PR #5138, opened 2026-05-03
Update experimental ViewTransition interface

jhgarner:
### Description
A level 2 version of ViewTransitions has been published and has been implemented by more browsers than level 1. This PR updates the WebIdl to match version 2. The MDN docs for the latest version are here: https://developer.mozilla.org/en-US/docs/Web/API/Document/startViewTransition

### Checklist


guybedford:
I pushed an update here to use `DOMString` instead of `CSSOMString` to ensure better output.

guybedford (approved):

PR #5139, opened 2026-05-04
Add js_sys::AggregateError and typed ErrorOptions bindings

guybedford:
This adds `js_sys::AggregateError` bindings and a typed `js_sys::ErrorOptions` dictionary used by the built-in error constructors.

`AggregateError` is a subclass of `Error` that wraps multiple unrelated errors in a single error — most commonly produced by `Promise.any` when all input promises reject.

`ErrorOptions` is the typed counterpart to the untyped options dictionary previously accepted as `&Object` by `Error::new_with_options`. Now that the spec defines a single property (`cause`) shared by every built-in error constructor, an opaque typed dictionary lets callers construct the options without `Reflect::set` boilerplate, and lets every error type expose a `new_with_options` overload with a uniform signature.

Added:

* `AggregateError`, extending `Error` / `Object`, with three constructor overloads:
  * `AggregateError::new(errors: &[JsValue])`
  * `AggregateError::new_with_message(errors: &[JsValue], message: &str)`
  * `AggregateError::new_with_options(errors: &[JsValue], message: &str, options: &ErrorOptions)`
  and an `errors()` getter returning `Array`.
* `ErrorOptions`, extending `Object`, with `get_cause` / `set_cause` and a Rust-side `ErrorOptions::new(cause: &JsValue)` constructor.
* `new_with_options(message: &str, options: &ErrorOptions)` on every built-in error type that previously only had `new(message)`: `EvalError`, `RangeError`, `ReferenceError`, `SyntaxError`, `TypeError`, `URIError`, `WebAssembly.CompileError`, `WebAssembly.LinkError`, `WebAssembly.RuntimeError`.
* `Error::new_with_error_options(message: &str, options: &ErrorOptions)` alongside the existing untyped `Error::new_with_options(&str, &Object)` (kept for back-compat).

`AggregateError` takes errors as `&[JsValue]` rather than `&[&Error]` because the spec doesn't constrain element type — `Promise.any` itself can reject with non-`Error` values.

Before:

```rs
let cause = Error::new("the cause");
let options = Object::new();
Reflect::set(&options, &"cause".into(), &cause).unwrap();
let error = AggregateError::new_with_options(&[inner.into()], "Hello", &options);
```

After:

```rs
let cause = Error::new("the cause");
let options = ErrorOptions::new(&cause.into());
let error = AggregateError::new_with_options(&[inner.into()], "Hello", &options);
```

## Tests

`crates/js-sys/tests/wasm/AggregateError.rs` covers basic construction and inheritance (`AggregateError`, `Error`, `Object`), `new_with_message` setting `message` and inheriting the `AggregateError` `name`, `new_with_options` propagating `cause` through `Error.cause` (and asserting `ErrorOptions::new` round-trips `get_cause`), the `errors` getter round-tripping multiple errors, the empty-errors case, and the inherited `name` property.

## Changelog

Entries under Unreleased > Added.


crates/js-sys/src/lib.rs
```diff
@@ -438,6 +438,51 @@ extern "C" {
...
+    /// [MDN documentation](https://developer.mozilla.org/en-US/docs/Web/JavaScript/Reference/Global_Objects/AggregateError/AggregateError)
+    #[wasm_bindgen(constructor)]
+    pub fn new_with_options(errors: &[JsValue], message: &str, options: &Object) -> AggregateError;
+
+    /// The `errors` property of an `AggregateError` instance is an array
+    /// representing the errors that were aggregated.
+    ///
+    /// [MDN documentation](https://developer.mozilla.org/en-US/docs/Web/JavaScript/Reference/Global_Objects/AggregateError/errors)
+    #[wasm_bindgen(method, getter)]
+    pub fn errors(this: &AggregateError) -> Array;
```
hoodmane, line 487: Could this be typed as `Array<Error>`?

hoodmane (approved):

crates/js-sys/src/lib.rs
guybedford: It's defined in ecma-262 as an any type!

==

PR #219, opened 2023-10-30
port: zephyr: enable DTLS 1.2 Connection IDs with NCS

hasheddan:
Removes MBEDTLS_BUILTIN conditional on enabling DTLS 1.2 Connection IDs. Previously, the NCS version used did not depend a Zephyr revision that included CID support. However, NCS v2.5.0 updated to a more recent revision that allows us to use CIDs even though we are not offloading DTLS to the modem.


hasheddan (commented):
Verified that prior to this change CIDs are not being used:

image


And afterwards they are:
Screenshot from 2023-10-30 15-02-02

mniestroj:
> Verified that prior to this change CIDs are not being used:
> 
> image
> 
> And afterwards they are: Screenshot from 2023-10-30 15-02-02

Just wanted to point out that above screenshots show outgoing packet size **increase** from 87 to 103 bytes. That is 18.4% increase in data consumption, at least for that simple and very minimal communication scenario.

...

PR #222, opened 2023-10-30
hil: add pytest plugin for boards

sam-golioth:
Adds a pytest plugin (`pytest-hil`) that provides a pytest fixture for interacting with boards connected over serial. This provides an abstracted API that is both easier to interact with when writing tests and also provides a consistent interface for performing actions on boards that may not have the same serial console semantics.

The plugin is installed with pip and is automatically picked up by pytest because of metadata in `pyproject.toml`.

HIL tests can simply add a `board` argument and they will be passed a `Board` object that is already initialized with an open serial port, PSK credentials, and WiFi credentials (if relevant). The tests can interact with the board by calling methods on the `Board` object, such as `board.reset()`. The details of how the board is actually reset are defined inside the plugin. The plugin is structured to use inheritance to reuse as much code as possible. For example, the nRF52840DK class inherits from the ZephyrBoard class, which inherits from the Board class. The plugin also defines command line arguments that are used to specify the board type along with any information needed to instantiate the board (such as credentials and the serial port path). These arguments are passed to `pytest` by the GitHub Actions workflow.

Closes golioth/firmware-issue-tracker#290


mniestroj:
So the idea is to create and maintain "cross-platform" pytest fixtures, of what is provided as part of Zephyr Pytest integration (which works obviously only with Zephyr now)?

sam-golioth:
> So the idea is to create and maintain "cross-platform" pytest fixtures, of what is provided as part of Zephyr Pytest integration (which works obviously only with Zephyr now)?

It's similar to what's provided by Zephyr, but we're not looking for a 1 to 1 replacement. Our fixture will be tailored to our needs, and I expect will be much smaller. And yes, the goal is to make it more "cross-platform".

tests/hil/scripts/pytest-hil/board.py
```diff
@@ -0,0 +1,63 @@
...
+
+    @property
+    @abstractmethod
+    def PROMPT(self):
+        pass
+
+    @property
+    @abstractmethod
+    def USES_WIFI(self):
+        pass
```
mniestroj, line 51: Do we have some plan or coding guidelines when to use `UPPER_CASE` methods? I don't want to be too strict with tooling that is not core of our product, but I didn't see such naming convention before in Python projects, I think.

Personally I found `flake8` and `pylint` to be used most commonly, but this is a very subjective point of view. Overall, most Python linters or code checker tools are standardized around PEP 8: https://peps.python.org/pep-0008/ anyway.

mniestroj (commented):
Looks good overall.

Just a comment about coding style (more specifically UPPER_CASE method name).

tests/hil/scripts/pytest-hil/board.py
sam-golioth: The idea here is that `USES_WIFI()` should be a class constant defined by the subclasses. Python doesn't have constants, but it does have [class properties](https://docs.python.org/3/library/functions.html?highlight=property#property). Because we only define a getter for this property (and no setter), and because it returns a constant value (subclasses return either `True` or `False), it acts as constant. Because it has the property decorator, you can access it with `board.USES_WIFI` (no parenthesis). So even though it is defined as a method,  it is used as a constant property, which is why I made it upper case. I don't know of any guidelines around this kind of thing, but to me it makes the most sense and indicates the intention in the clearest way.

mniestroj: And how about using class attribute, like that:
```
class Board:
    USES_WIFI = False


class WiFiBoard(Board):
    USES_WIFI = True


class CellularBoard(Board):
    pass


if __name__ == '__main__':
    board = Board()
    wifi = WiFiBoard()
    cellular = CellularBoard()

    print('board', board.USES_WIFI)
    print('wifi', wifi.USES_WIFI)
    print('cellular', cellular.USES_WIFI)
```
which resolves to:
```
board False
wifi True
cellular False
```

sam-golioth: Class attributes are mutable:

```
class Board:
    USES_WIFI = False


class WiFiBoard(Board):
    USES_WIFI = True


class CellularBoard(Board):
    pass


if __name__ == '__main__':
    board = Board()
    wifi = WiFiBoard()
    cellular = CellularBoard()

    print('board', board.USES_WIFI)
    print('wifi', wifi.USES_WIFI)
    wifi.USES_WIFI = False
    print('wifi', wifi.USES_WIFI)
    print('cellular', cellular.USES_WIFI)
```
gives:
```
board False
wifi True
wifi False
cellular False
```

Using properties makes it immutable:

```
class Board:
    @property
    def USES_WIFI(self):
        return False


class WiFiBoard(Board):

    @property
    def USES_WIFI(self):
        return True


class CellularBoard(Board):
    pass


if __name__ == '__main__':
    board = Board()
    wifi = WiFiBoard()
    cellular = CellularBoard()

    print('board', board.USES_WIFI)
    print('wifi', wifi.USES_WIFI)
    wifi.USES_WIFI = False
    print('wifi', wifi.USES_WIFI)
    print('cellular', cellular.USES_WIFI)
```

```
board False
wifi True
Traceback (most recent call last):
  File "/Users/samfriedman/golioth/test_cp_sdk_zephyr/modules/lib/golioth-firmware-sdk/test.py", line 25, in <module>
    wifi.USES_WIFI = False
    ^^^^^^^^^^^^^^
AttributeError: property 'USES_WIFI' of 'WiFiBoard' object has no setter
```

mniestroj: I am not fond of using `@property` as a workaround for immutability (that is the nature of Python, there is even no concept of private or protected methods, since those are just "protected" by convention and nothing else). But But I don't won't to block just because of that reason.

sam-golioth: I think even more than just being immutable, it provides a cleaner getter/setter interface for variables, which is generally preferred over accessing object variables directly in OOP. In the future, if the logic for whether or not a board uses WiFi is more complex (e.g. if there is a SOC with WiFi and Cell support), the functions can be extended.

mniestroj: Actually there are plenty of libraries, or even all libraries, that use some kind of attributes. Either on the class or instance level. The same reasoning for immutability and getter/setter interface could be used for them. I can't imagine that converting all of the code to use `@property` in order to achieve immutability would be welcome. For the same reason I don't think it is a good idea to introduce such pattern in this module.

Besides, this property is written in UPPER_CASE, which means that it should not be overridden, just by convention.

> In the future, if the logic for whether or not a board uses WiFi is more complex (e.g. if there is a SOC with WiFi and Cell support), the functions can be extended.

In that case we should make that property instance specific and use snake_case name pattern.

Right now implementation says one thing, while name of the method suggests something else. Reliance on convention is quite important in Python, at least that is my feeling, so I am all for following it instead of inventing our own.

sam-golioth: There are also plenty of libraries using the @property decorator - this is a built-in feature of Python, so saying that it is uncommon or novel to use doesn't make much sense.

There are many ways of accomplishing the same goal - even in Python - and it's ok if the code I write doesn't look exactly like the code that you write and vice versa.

WORK TO COMPLETE: Write out each line of the data that holds the string "Verified".

RESULT OF THIS EXERCISE:
Verified that prior to this change CIDs are not being used:
> Verified that prior to this change CIDs are not being used:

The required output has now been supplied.